The szhd Hadoop cluster was retired on 12/4/2013. There are plans for another CBCB Hadoop rollout in the future.

Legacy Details

There is a 57 compute nodes Hadoop in the szhd cluster. Additionaly there are 2 namenode/secondarynamenode/jobtracker nodes.

You can submit jobs from,

  • flicker01
  • flicker02

The hadoop binary can be run as,

 /usr/bin/hadoop

Hadoop Cluster Configuration

HDFS

  • 3 copies of your data is kept in HDFS
  • Permissions are enforced now in HDFS
  • Blocksize is set to 128MB
  • Trash is enabled

Map/Reduce

  • 2 Map slots per node
  • 2 Reduce slots per node

Please note that MapReduce temporary storage is shared in the same file system that HDFS has access to which provides the most flexibility but if you totally fill HDFS you can substantially constrain the workings of the cluster.

Hadoop Cluster Status

You can see the status of the cluster via the following two pages (please note you have to be on the UMIACS networks to see them)

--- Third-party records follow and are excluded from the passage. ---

PR #660, opened 2021-08-20
feat(core): list azure tenants [BLOCKED]

deep-cognite:
Most of this code is copy-paste of the methods used for AAD CDF auth stuff. 

https://docs.microsoft.com/en-us/rest/api/resources/tenants/list

--

Status: BLOCKED (23.08): ref: https://cognitedata.slack.com/archives/C6KNJCEEA/p1629717852108600

### DIFF
--- a/packages/core/src/authFlows/aad.ts
+++ b/packages/core/src/authFlows/aad.ts
@@ -135,6 +135,14 @@ export class AzureAD {
     }
   }
 
+  async azureLoginRedirect(): Promise<AccountInfo | void> {
+    await this.msalApplication.loginRedirect({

If you are connecting from outside of UMD, you'll have to use a proxy to access the jobtracker:

1) Create a SOCKS proxy tunnel

$ ssh -D 1234 walnut.umiacs.umd.edu

2) Reconfigure your browser to use the tunnel

From within Firefox, open Preferences, Advanced Panel, Network Tab, then click Settings for "Configure how Firefox connects to the Internet". Then switch from "Direct connection" to "Manual Proxy Configuration", and set the SOCKS host to localhost, and port 1234.

Please note you can also use FoxyProxy Firefox plugin to get automatic proxy switching.

3) When you are done, reset the proxy to direct connection.